Much effort has been dedicated in the anticancer field to develop new therapeutic drugs for the treatment of cancers (Zhang et al. 2019, 2017a; Lin et al. 2020) For example, a the drug delivery system, as an effective therapeutic strategy, is widely used for cancer chemotherapy. (Wang et al. 2017b; Koyamatsu et al. 2014; Duan et al. 2016; Gao et al. 2017; Zhang et al. 2017b; Saw et al. 2020) Drug delivery systems, such as silica nanoparticles, (Cheng et al. 2019) lipidosomes, (Liposomes assembled from a dual drug-tailed phospholipid for cancer therapy.Chemistry An Asian Journal2015, 10 (5), 1232. 2015; Arouri et al. 2013) vesicles, (Duan et al. 2013), and amphiphilic polymer nanoparticles, (Cho et al. 2008; Guo et al. 2019), are generally viewed as effective alternatives to conventional small drugs in the treatment of diseases.(Zhang et al. 2017a) For example, Saw et al. investigated a formulation of novel lipid-based nanostructures via simple tuning of lipid combinations. The drug encapsulation tests and in vivo antitumor efficacy revealed that certain lipid nanostructures possessed superior tumor retardation effects (Saw et al. 2020). Among these systems, various stimulus-responsive drug delivery systems receive considerable attention owing to their ability to release their encapsulated drugs in response to specific conditions, (Yao et al. 2016; Li et al. 2018; Pan et al. 2018; Han et al. 2018) such as pH, (Cheng et al. 2017) reactive oxygen species, (Zhang et al. 2018; Chen et al. 2021) temperature, (Li et al. 2018), and enzyme (Zhang et al. 2019). Chen et al. developed redox-responsive nanoparticle encapsulating black phosphorus quantum dots (BPQDs) as a robust photothermal optical coherence tomography agent for cancer theranostics (Chen et al. 2021). The system could rapidly respond to glutathione and effectively release BPQDs and drugs in vitro and in vivo. It also exhibited excellent near-infrared photothermal transduction efficiency and could serve as a novel therapeutic platform with considerably low side effects. Li et al. developed a polypeptide-based block ionomer complex by using a polymer/polypeptide and an anticancer drug (Li et al. 2013). Drug release from this complex was rapid at an acidic pH environment and slow at physiological pH. All the results demonstrated that the complex drug delivery systems acting as a valid therapeutic modality in the therapy of solid tumors were a promising vector to deliver anticancer drugs into tumors.

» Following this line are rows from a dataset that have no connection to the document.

PR #99, opened 2021-04-07
sid: add prctl(PR_SET_PDEATHSIG, SIGUSR1) to SID startup

trgill:
If the parent SID process is terminated, send a SIGINT to any active worker processes so they terminate.

### DIFF
--- a/src/resource/worker-control.c
+++ b/src/resource/worker-control.c
@@ -676,6 +676,7 @@ sid_resource_t *worker_control_get_new_worker(sid_resource_t *worker_control_res
 	struct worker_channel * worker_proxy_channels = NULL, *worker_channels = NULL;
 	struct worker_kickstart kickstart;
 	sigset_t                original_sigmask, new_sigmask;
+	pid_t                   original_pid, curr_ppid;
 	sid_resource_t *        res             = NULL;
 	int                     signals_blocked = 0;
 	pid_t                   pid             = -1;
@@ -699,6 +700,7 @@ sid_resource_t *worker_control_get_new_worker(sid_resource_t *worker_control_res
 		goto out;
 	}
 	signals_blocked = 1;
+	original_pid    = getpid();
 
 	if ((pid = fork()) < 0) {
 		log_sys_error(ID(worker_control_res), "fork", "");
@@ -713,6 +715,14 @@ sid_resource_t *worker_control_get_new_worker(sid_resource_t *worker_control_res
 		/* request a SIGUSR1 signal if parent dies */
 		if (prctl(PR_SET_PDEATHSIG, SIGUSR1) < 0)
 			log_sys_error(ID(worker_control_res), "prctl() failed", "");
+
+		/* Check to make sure the parent didn't die right after the fork() */
+		curr_ppid = getppid();
+		if (curr_ppid != original_pid) {
+			log_debug(ID(worker_control_res), "parent died before prctl() call completed - exiting SID worker process");
+			raise(SIGTERM);
+			exit(EXIT_FAILURE);
+		}
 
 		_destroy_channels(worker_proxy_channels, worker_control->channel_spec_count);
 		worker_proxy_channels = NULL;
--- a/src/resource/worker-control.c
+++ b/src/resource/worker-control.c
@@ -26,6 +26,7 @@
 #include "log/log.h"
 #include "resource/resource.h"
 
+#include <sys/prctl.h>
 #include <unistd.h>
 
 #define WORKER_CONTROL_NAME "worker-control"
@@ -98,6 +99,7 @@ struct worker {
 	struct worker_channel_spec *channel_specs;
 	struct worker_channel *     channels; /* NULL-terminated array of worker --> worker_proxy channels */
 	unsigned                    channel_count;
+	unsigned                    parent_exited;
 };
 
 static void _change_worker_proxy_state(sid_resource_t *worker_proxy_res, worker_state_t state)
@@ -708,6 +710,10 @@ sid_resource_t *worker_control_get_new_worker(sid_resource_t *worker_control_res
 		 *  WORKER HERE
 		 */
 
+		/* request a SIGUSR1 signal if parent dies */
+		if (prctl(PR_SET_PDEATHSIG, SIGUSR1) < 0)
+			log_sys_error(ID(worker_control_res), "prctl() failed", "");
+
 		_destroy_channels(worker_proxy_channels, worker_control->channel_spec_count);
 		worker_proxy_channels = NULL;
 
@@ -841,7 +847,6 @@ out:
 	/* run event loop in worker's top-level resource */
 	if (r == 0)
 		r = sid_resource_run_event_loop(res);
-
 	if (res)
 		(void) sid_resource_destroy(res);
 
@@ -895,6 +900,7 @@ const char *worker_control_get_worker_id(sid_resource_t *res)
 /* FIXME: Consider making this a part of event loop. */
 static int _chan_buf_send(const struct worker_channel *chan, worker_channel_cmd_t cmd, struct worker_data_spec *data_spec)
 {
+	struct worker *      worker;
 	static unsigned char byte     = 0xFF;
 	int                  has_data = data_spec && data_spec->data && data_spec->data_size;
 	ssize_t              n;
@@ -1027,7 +1033,10 @@ int worker_control_worker_yield(sid_resource_t *res)
 	for (i = 0; i < worker->channel_count; i++) {
 		chan = &worker->channels[i];
 		if (chan->spec->wire.type == WORKER_WIRE_PIPE_TO_PROXY || chan->spec->wire.type == WORKER_WIRE_SOCKET)
-			return _chan_buf_send(chan, WORKER_CHANNEL_CMD_YIELD, NULL);
+			if (worker->parent_exited == 0)
+				return _chan_buf_send(chan, WORKER_CHANNEL_CMD_YIELD, NULL);
+			else
+				raise(SIGTERM);
 	}
 
 	return -ENOTCONN;
@@ -1083,9 +1092,23 @@ static int _on_worker_proxy_idle_timeout_event(sid_resource_event_source_t *es, 
 static int _on_worker_signal_event(sid_resource_event_source_t *es, const struct signalfd_siginfo *si, void *arg)
 {
 	sid_resource_t *res = arg;
+	struct worker * worker;
 
 	log_debug(ID(res), "Received signal %d from %d.", si->ssi_signo, si->ssi_pid);
-	sid_resource_exit_event_loop(res);
+
+	switch (si->ssi_signo) {
+		case SIGTERM:
+		case SIGINT:
+			sid_resource_exit_event_loop(res);
+			break;
+		case SIGUSR1:
+			worker = sid_resource_get_data(res);
+			if (worker != NULL)
+				worker->parent_exited = 1;
+			break;
+		default:
+			break;
+	};
 
 	return 0;
 }
@@ -1147,6 +1170,7 @@ static int _init_worker(sid_resource_t *worker_res, const void *kickstart_data, 
 	sigemptyset(&mask);
 	sigaddset(&mask, SIGTERM);
 	sigaddset(&mask, SIGINT);
+	sigaddset(&mask, SIGUSR1);
 
 	if (!(worker = mem_zalloc(sizeof(*worker)))) {
 		log_error(ID(worker_res), "Failed to allocate new worker structure.");
@@ -1156,6 +1180,7 @@ static int _init_worker(sid_resource_t *worker_res, const void *kickstart_data, 
 	worker->channel_specs = kickstart->channel_specs;
 	worker->channels      = kickstart->channels;
 	worker->channel_count = kickstart->channel_count;
+	worker->parent_exited = 0;
 
 	if (sid_resource_create_signal_event_source(worker_res,
 	                                            NULL,
--- a/src/resource/worker-control.c
+++ b/src/resource/worker-control.c
@@ -1163,7 +1163,7 @@ static int _init_worker(sid_resource_t *worker_res, const void *kickstart_data, 
 	                                            _on_worker_signal_event,
 	                                            0,
 	                                            "worker_signal_handler",
-	                                            NULL) < 0) {
+	                                            worker_res) < 0) {
 		log_error(ID(worker_res), "Failed to create signal handlers.");
 		goto fail;
 	}
--- a/src/resource/resource.c
+++ b/src/resource/resource.c
@@ -484,7 +484,7 @@ static int _sd_signal_event_handler(sd_event_source *sd_es, int sfd, uint32_t re
 		return 1;
 	}
 
-	return ((sid_resource_signal_event_handler_t) es->handler)(es, &si, es->res);
+	return ((sid_resource_signal_event_handler_t) es->handler)(es, &si, es->data);
 }
 
 /* This should not watch the SIGCHLD signal if sd_event_add_child() is also used */
@@ -534,7 +534,7 @@ int sid_resource_create_signal_event_source(sid_resource_t *                    
 		goto fail;
 	}
 
-	if ((r = _create_event_source(res, name, sd_es, handler, NULL, es)) < 0)
+	if ((r = _create_event_source(res, name, sd_es, handler, data, es)) < 0)
 		goto fail;
 
 	if (prio && (r = sd_event_source_set_priority(sd_es, prio)) < 0)
--- a/src/resource/sid.c
+++ b/src/resource/sid.c
@@ -65,7 +65,7 @@ static int _init_sid(sid_resource_t *res, const void *kickstart_data, void **dat
 	sigaddset(&mask, SIGPIPE);
 	sigaddset(&mask, SIGHUP);
 
-	if (sid_resource_create_signal_event_source(res, NULL, mask, _on_sid_signal_event, 0, "signal_handler", NULL) < 0) {
+	if (sid_resource_create_signal_event_source(res, NULL, mask, _on_sid_signal_event, 0, "signal_handler", res) < 0) {
 		log_error(ID(res), "Failed to create signal handlers.");
 		goto fail;
 	}


prajnoha:
Hmm, if it's an operation in worker process that doesn't necessarily require main process to be present anymore, we could probably just finish the operation and return the result back to the client. Like that `sidctl dump` - after forking the worker process from main process, we already have everything needed for the `dump` operation.

The only issue here (with completing the current operation in worker process even if the main process is gone) is that worker process may still try to call `worker_control_worker_yield`. This would end up with some error because the other endpoint is already closed. This should probably be "no operation" because there's no main process/manager that would listen to that `yield` request and so it makes no sense anymore. The `yield` in case of cmd handling in worker process is called here:

https://github.com/sid-project/sid/blob/65e3baf8721bcd14188ca54a2203aeed084e74ad/src/resource/ubridge.c#L3431-L3444

Of course, if it's any other operation that is needed, like syncing the db snapshot with main process like the `usid scan` command does (the `_export_kv_store` fn), we should fail correctly if the main process is already gone:

https://github.com/sid-project/sid/blob/65e3baf8721bcd14188ca54a2203aeed084e74ad/src/resource/ubridge.c#L3476-L3489

Looking at that code right now, I think we shouldn't even be returning any results to the client (the `buffer_write_all` call there). For returning the results to the client, we should probably wait for confirmation that main process has really merged the results into its own db. But maybe that's going too deep...

prajnoha:
> The only issue here (with completing the current operation in worker process even if the main process is gone) is that worker process may still try to call `worker_control_worker_yield`. This would end up with some error because the other endpoint is already closed. This should probably be "no operation" because there's no main process/manager that would listen to that `yield` request and so it makes no sense anymore. 

...maybe there should be a hook directly in `worker-control` code detecting that the main process is gone and store that state somewhere in `worker` struct. Then if the worker calls something (like that `worker_control_worker_yield`), we could simply check and return `-ESOMETHING` to denote that the main process is not there anymore.

I suppose there's a tiny race - the worker could try contacting the main process before it receives a signal notifying that the main process is actually gone. But I think we can't avoid that...

trgill:
@prajnoha could you please explain where we are going with the worker design?

There are functions and comments that make me think re-use of workers is intended.  For example:

```
sid_resource_t *worker_control_get_idle_worker(sid_resource_t *worker_control_res);
sid_resource_t *worker_control_find_worker(sid_resource_t *worker_control_res, const char *id);
/* Yield current worker and make it available for others to use. */
int worker_control_worker_yield(sid_resource_t *res);
```

But, currently workers are not re-used, right?  Are we going to change that?

I'm basing this comment on running commands with a breakpoint set at: 

https://github.com/sid-project/sid/blob/4aa2bdd01fbc4c5144ad5aec3578430b82707600/src/resource/ubridge.c#L4180

It is hit for all the commands that I've run.

Also, are we thinking we are going to sync the database to disk or is the always going to be in memory?

trgill:
> > The only issue here (with completing the current operation in worker process even if the main process is gone) is that worker process may still try to call `worker_control_worker_yield`. This would end up with some error because the other endpoint is already closed. This should probably be "no operation" because there's no main process/manager that would listen to that `yield` request and so it makes no sense anymore.
> 
> ...maybe there should be a hook directly in `worker-control` code detecting that the main process is gone and store that state somewhere in `worker` struct. Then if the worker calls something (like that `worker_control_worker_yield`), we could simply check and return `-ESOMETHING` to denote that the main process is not there anymore.
> 
> I suppose there's a tiny race - the worker could try contacting the main process before it receives a signal notifying that the main process is actually gone. But I think we can't avoid that...

If we want to track the parent exit in the child, we shouldn't use SIGTERM (like I did), right?  We'd need something unique to indicate parent exit.

prajnoha:
Hi! Yes, right, I'd like to keep a worker pool and then reuse workers from it. But that will require more work on the database part so we can create the snapshots not only based on COW feature of `fork` (it might be even a different backend for the database in the future - reusing an existing "real" database), but on demand directly from the worker. The database should also be synced to disk in the future (for possible reuse over reboots etc.). 

Right now, we're not reusing workers and not syncing to disk.

The other function - `worker_control_find_worker` - is primarily for us to be able to connect to the same "session", meaning if we called several `usid` commands within one uevent processing (for example `usid scan` and `usid checkpoint`).

The `SIGTERM` - yeah, indeed, that might be ambiguous because that's also the usual signal we use to terminate the process. So we should use some other signal like SIGUSR1? Or any other that fits better and can't be mistaken with any "common signal".

trgill:
@prajnoha I'm thinking we probably shouldn't be re-entering the main loop here:

https://github.com/sid-project/sid/blob/4c46c37a301872a28ac19e905f260b8116ce66de/src/resource/worker-control.c#L842

But maybe it makes sense to sort out syncing to disk/reusing workers first?

I've tested these changes by setting breakpoints in the worker and killing the parent - it looks to be working properly.

prajnoha:
> @prajnoha I'm thinking we probably shouldn't be re-entering the main loop here:
> 
> https://github.com/sid-project/sid/blob/4c46c37a301872a28ac19e905f260b8116ce66de/src/resource/worker-control.c#L842
> 

This is the new instance of the even loop created for the worker (the original one inherited from the parent process should be destroyed... well, ideally... but in real, systemd lib refuses to cleanup everything if it detects the PID has changed - so we can't do complete cleanup of the old event loop in the worker. Anyway, we're not using the original event loop in worker anymore, only the new one.)

We're trying to destroy the inherited event loop within this callback:

https://github.com/sid-project/sid/blob/4c46c37a301872a28ac19e905f260b8116ce66de/src/resource/worker-control.c#L748-L749

Then within the "worker init" callback, it's exactly this place where we destroy the original inherited event loop from parent:

https://github.com/sid-project/sid/blob/4c46c37a301872a28ac19e905f260b8116ce66de/src/resource/ubridge.c#L4115

The new event loop is then executed only for the worker:

https://github.com/sid-project/sid/blob/4c46c37a301872a28ac19e905f260b8116ce66de/src/resource/worker-control.c#L837-L843

prajnoha:
Looking at the code, I wonder if we could somehow even cover the window between the `fork` and the `prctl` call. It could possibly happen that the parent dies right in this window which isn't covered...

prajnoha:
> Looking at the code, I wonder if we could somehow even cover the window between the `fork` and the `prctl` call. It could possibly happen that the parent dies right in this window which isn't covered...

(Just looked how systemd deals with this, I can see they do this extra check:
https://github.com/systemd/systemd/blob/527653f827b41f9cd10ea47375b4d1533885b8e3/src/basic/process-util.c#L1387-L1400)

trgill:
> > Looking at the code, I wonder if we could somehow even cover the window between the `fork` and the `prctl` call. It could possibly happen that the parent dies right in this window which isn't covered...
> 
> (Just looked how systemd deals with this, I can see they do this extra check:
> https://github.com/systemd/systemd/blob/527653f827b41f9cd10ea47375b4d1533885b8e3/src/basic/process-util.c#L1387-L1400)

Thanks.  Will update.

trgill:
> 
> The new event loop is then executed only for the worker:
> 
> https://github.com/sid-project/sid/blob/4c46c37a301872a28ac19e905f260b8116ce66de/src/resource/worker-control.c#L837-L843

I'm not sure I understand.

I think you already know... when we enter that call to sid_resource_run_event_loop() this is the call stack:

libsidresource.so.0!worker_control_get_new_worker(sid_resource_t * worker_control_res, struct worker_params * params) (/home/todd/workspace/sid/src/resource/worker-control.c:843)
libsidresource.so.0!_on_ubridge_interface_event(sid_resource_event_source_t * es, int fd, uint32_t revents, void * data) (/home/todd/workspace/sid/src/resource/ubridge.c:4148)
libsidresource.so.0!_sd_io_event_handler(sd_event_source * sd_es, int fd, uint32_t revents, void * data) (/home/todd/workspace/sid/src/resource/resource.c:434)
libsystemd.so.0!source_dispatch(sd_event_source * s) (/home/todd/workspace/systemd/src/libsystemd/sd-event/sd-event.c:3498)
libsystemd.so.0!sd_event_dispatch(sd_event * e) (/home/todd/workspace/systemd/src/libsystemd/sd-event/sd-event.c:3950)
libsystemd.so.0!sd_event_run(sd_event * e, uint64_t timeout) (/home/todd/workspace/systemd/src/libsystemd/sd-event/sd-event.c:4011)
libsystemd.so.0!sd_event_loop(sd_event * e) (/home/todd/workspace/systemd/src/libsystemd/sd-event/sd-event.c:4032)
libsidresource.so.0!sid_resource_run_event_loop(sid_resource_t * res) (/home/todd/workspace/sid/src/resource/resource.c:984)
main(int argc, char ** argv) (/home/todd/workspace/sid/src/daemon/sid.c:178)

Just not sure it is safe to push another event loop on top of a destroyed loop? I understand we could avoid unwinding that call stack by just exiting - but concerned there are potential issues with this approach when we implement process reuse.

prajnoha:
> I think you already know... when we enter that call to sid_resource_run_event_loop() this is the call stack:
> ```
> libsidresource.so.0!worker_control_get_new_worker(sid_resource_t * worker_control_res, struct worker_params * params) (/home/todd/workspace/sid/src/resource/worker-control.c:843)
> ...
> libsidresource.so.0!sid_resource_run_event_loop(sid_resource_t * res) (/home/todd/workspace/sid/src/resource/resource.c:984)
> main(int argc, char ** argv) (/home/todd/workspace/sid/src/daemon/sid.c:178)
> ```

Ah yes, sorry I misunderstood your comment. Sure, this issue, I recall...

Of course, relying on the fact that we're not unwinding the call stack in the worker is far from ideal and it's definitely a pain spot with possible side effects, yes.

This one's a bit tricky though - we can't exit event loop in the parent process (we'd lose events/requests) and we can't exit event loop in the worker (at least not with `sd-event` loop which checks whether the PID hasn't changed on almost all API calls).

Clinical anticancer drugs generally damage normal tissues owing to the lack of recognition between normal and tumor tissues. Therefore, an efficient drug delivery system should be able to distinguish normal and tumor cells by targeting tumor tissues (An et al. 2015). The superiority of nanoparticles with targeting function can improve drug accumulation in tumor tissues and decrease side toxicity (Cheng et al. 2019; Tan et al. 2018). For example, Zhang developed a programmable drug delivery system based on a composite nanoparticle for enhancing and sensitizing chemotherapy to drug-resistant cancer (Zhang et al. 2019). The nanoparticle composed of a cross-linked chondroitin sulfate hydrogel that could mediate tumor-specific CD44 targeting with induced tumor-specific cytotoxicity. An prepared multifunctional nanoparticles for the tumor-targeted delivery of anticancer drugs via self-assembly of amphiphilic copolymers (An et al. 2015). Galactose was introduced into the multifunctional nanoparticles to target the overexpressed protein, that is asialoglycoprotein receptor, in hepatoma cells (Ashwell and Harford 1982; Hashida et al. 2001).

In the present study, we synthesize an amphiphilic random copolymer based on phenylboronic acid, galactose, and polyethylene glycol monomethyl ether acrylate molecules by reversible addition–fragmentation chain transfer (RAFT) polymerization. The amphiphilic copolymer can self-assemble in a water solution to obtain stable and biocompatible micelles. The copolymer is prepared with one step, which is a simple and feasible design for efficient anticancer drug delivery compared with other anticancer systems. Although it is simple, the system is endowed with targeted and pH-responsive groups to enhance the anticancer effect. The micelles present targeting function by introducing galactose molecules and show pH sensitivity on the basis of the interaction between phenylboronic acid and galactose molecules. Particle size, drug delivery, in vitro cell viability, and anticancer effect are investigated to evaluate the potential use of micelles in cancer therapy.

Experiments

Materials

An amphiphilic random copolymer based on phenylboronic acid, galactose, and polyethylene glycol monomethyl ether acrylate molecules was synthesized via RAFT polymerization. The amphiphilic copolymer could self-assemble in a water solution to generate stable and biocompatible micelles. The introduction of galactose molecules led to the targeting function of the micelles, and the interaction between phenylboronic acid and galactose molecules indicates the pH sensitivity of the micelles. Herein, the potential use of micelles in cancer therapy was evaluated through investigating particle size, drug delivery, in vitro cell viability, and anticancer effect.

Synthesis of 3-acrylamidophenylboronic acid (AAPBA)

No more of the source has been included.